Phoenix slept fitfully. Though a light sleeper she was not often troubled by dreams of the ilk that plagued her tonight.

She tossed, and the chill of the night time air brushed across bare skin. Something moved and she woke. It was not something tangible, it was something tied deeply into her heart and soul, a sixth sense she had fought for and earned with the proper rites of blood.

She stirred, fingers tingling. Away, across the fields and out toward the sea, a Wolf howled. Phoenix smiled, locating the source of her disturbance. For the first time in two hundred years the Stars had accepted another. She had her first competition.

Standing, Phoenix drew the rough material of her surcoat over her head. The bird on her chest fluttered, flashing red like fire in the cold blue moonlight.

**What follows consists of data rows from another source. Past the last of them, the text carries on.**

PR #1684, opened 2020-09-20
Fix  Bug 1611510  - Add ability to pin team comments

abowler2:
This PR builds on the source comment work by adding the ability for PMs to "Pin" comments within the Team Comment section and make the pinned comment visible globally for all locales in the metadata section.


frontend/src/modules/teamcomments/components/Count.js
```diff
@@ -18,8 +18,32 @@ export default function Count(props: Props) {
...
+        !pinnedCommentCount ? null :
+        <span className='pinned'>{ pinnedCommentCount }</span>
+    )
+
+    const commentTotal = (
+        !commentCount ? null :
+        <span>{ commentCount }</span>
+    )
+
+    const dash = (
```
abowler2, line 39: I wasn't sure what character would be best as a separator here. Went with the dash but let me know if you prefer something different.

pontoon/base/views.py
```diff
@@ -603,6 +604,24 @@ def add_comment(request):
     return JsonResponse({"status": True})
 
 
+@login_required(redirect_field_name="", login_url="/403")
+@require_POST
+@transaction.atomic
+def update_comment(request):
+    """ Update pinned status of comment """
```
abowler2, line 611: I chose to keep the naming neutral (rather than something like update_pinned_comment) in case we ever want to add additional update actions, but then added the note to indicate that only the pinned status is being updated ATM.

mathjazz (commented):
Some early comments. I haven't tested the patch locally yet due to some local setup issues.

frontend/src/core/comments/components/Comment.js
```diff
@@ -59,7 +71,27 @@ export default function Comment(props: Props) {
                     date={ new Date(comment.dateIso) }
                     title={ `${comment.createdAt} UTC` }
                 />
+                { canPin ?
+                    <Localized
+                        id="comments-Comment--pin-button"
+                        attrs={{ title: true }}
+                        vars={{
+                            pinnedTitle: !comment.pinned ? 'Pin comment' : 'Unpin comment',
+                            pinButton: !comment.pinned ? 'PIN' : 'UNPIN',
```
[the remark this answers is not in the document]
Pike: You could also change the ID for the button.

Re UPPERCASE, using CSS isn't good for l12y, I think.

frontend/public/static/locale/en-US/translate.ftl
```diff
@@ -90,6 +90,8 @@ comments-AddComment--mention-avatar-alt =
     .alt = User Avatar 
 comments-AddComment--submit-button = <glyph></glyph>
     .title = Submit comment
+comments-Comment--pin-button = { $pinButton }
+    .title = { $pinnedTitle }
```
Pike, line 94: Should we have distinct files for Admin-only strings? Being able to tell if a string  is needed for  users or  admins has  been frequently requested for AMO, for example.

frontend/src/core/comments/components/Comment.css
```diff
@@ -44,3 +45,25 @@
...
+    background-color: transparent;
+    border: none;
+    color: #AAAAAA;
+    font-size: 11px;
+    font-weight: 300;
+    padding: 0;
+}
+
+.comments-list .comment .comment-pin {
+    color: orange;
```
mathjazz, line 64: I'd change this block a little to make the pin icon smaller and its color same as the pinned comment count:

```css
.comments-list .comment .comment-pin {
    color: #7BC876;
    position: absolute;
    right: 4px;
    top: -6px;
}
```

frontend/src/core/comments/components/Comment.js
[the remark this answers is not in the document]
mathjazz: > Re UPPERCASE, using CSS isn't good for l12y, I think.

Interesting. I suggested CSS because using uppercase here is a stylistic choice that might not be carried over to a future redesign.

I'm curious to learn more about the l12y concerns of using CSS to change case. Is this one of them? https://stackoverflow.com/questions/28783259/how-do-i-make-text-transformuppercase-work-properly-with-greek

frontend/public/static/locale/en-US/translate.ftl
mathjazz: I'd leave translations in one file until we make the decision in https://bugzilla.mozilla.org/show_bug.cgi?id=1504710.

frontend/src/core/comments/components/Comment.js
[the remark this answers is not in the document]
Pike: The https://developer.mozilla.org/en-US/docs/Mozilla/Localization/Localization_content_best_practices#Create_localizable_UI linked from there is more to the point. Greek might be solved by now, not sure Gaelic is. IIRC, Turkish also has letters that are "interresting" to uppercase.

And then there's the question around uppercase being the right choice for a language to begin with. Similar to the Italics comment for CJKT on that page.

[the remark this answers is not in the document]
mathjazz: Thanks. We use `text-transform: uppercase` quite a lot in the Translate app, so I'll file a bug to change that.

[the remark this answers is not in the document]
mathjazz: Filed: https://bugzilla.mozilla.org/show_bug.cgi?id=1666277

frontend/src/modules/teamcomments/components/Count.js
abowler2: Just to clarify ~ I currently have the counts as `<# of pinned comments>-<total comments>`.  
Should that be `<# of pinned comments>+<# of remaining comments>` instead?

I didn't originally set it up this way since we are only adding the pin icon and not sorting the pinned comments to the top so it felt more like "there are pinned comments within these comments" and less like "here are the pinned comments and here is everything else".

mathjazz: >  Should that be `<# of pinned comments>+<# of remaining comments>` instead?

Yes. That would be consistent with the Machinery and Locales tabs and allow for consistent styling.

mathjazz:
Thanks for the update!

> Not entirely sure why it worked when passing in `pinned` or why `pin_comment` wasn't also broken, but nonetheless it appears to be fixed now.

Maybe the old URL schema resulted in always calling `pin_comment`?

frontend/src/modules/teamcomments/actions.js
```diff
@@ -38,6 +39,19 @@ export function request(
     };
 }
 
+export type UpdatePinnedAction = {|
+    +type: typeof UPDATE_PINNED,
+    +pinned: boolean,
+    +commentId: number,
+|};
+export function updatePinned(pinned: boolean, commentId: number):UpdatePinnedAction {
```
mathjazz, line 47: Nit: missing space after colon.

frontend/src/core/comments/components/Comment.js
```diff
@@ -14,16 +15,25 @@ import type { TranslationComment } from 'core/api';
...
 
 export default function Comment(props: Props) {
-    const { comment } = props;
+    const { comment, canPin, updatePinnedComment } = props;
 
     if (!comment) {
         return null;
     }
 
+    const handlePinnedComment = () => {
```
mathjazz, line 30: We should either have two separate methods or change the name to something like `handlePinAndUnpin`.

frontend/src/modules/teamcomments/actions.js
```diff
@@ -59,9 +73,24 @@ export function get(entity: number, locale: string): Function {
     }
 }
 
+export function savePinnedStatus(pinned: boolean, commentId: number): Function {
```
mathjazz, line 76: Maybe `togglePinnedStatus`, to clarify that we're flipping the value?

frontend/src/modules/teamcomments/actions.js
```diff
@@ -59,9 +73,24 @@ export function get(entity: number, locale: string): Function {
...
+    return async dispatch => {
+        if (pinned) {
+            await api.comment.pinComment(commentId);
+        }
+        else {
+            await api.comment.unpinComment(commentId);
+        }
+
+        dispatch(updatePinned(pinned, commentId))
```
mathjazz, line 85: I'd also use `toggle` instead of `update` here and in `UpdatePinnedAction` and `UPDATE_PINNED`.

I'd also call `updatePinnedComment` `togglePinnedStatus`.

mathjazz (commented):
Nice work! Everything works as expected.

I'm proposing some changes to make naming (hopefully) clearer.

frontend/src/modules/teamcomments/reducer.js
```diff
@@ -1,14 +1,15 @@
 /* @flow */
 
-import { RECEIVE, REQUEST } from './actions';
+import { RECEIVE, REQUEST, UPDATE_PINNED } from './actions';
```
mathjazz, line 3: TOGGLE_PINNED

frontend/src/modules/teamcomments/reducer.js
```diff
@@ -1,14 +1,15 @@
...
 
 import type { TeamComment } from 'core/api';
-import type { ReceiveAction, RequestAction } from './actions';
+import type { ReceiveAction, RequestAction, UpdatePinnedAction } from './actions';
```
mathjazz, line 6: TogglePinnedAction

mathjazz (commented):
A couple of übernits left (should have made a separate comment in the previous round of review).

abowler2:
> A couple of übernits left (should have made a separate comment in the previous round of review).

Or.... I could have had read your original comment more carefully 😄

frontend/src/modules/entitydetails/components/Metadata.css
```diff
@@ -30,6 +30,10 @@
     text-decoration: none;
 }
 
+.metadata .comment .content {
+    display: inline-block;
+}
+
```
mathjazz, line 36: Just realized this change is breaking comments into new lines:

Why do we need it?

abowler2: Since the pinned comments are coming in as `<p></p>` those comments were breaking into 2 lines without this. What's interesting is that locally `Comment` is not split:

Screen Shot 2020-09-25 at 1 15 10 PM

It looks like if I move it to the `<p>` then both comments render correctly. Let me know if that is what I should do or if you have an alternate solution.

mathjazz: SGTM

mathjazz (approved):
\o/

She tightened the straps of her sword sheath, feeling no more need to check that the blade remained at her side than she did to ensure her heart marched continuously onwards with its eternal beating.

Striding from the room, Phoenix left it in disarray and the curtains drawn. Petty things had lost all import.

The bar continued to heave. A room of sailors even in these ages had enough experience with the Far Lands to resist emptying in the face of death. But as Phoenix stepped over the threshold the room went silent. She smiled. They were learning.

The tavern door snapped shut behind her and only then did she sense life return to the room. Mumbled conversation seeped through the cracks with the lamplight.

Inhaling deeply, Phoenix took in the crisp ocean air. The night continued to bathe everything in deep purple. Setting off she made her way toward the sea and her wayward ward.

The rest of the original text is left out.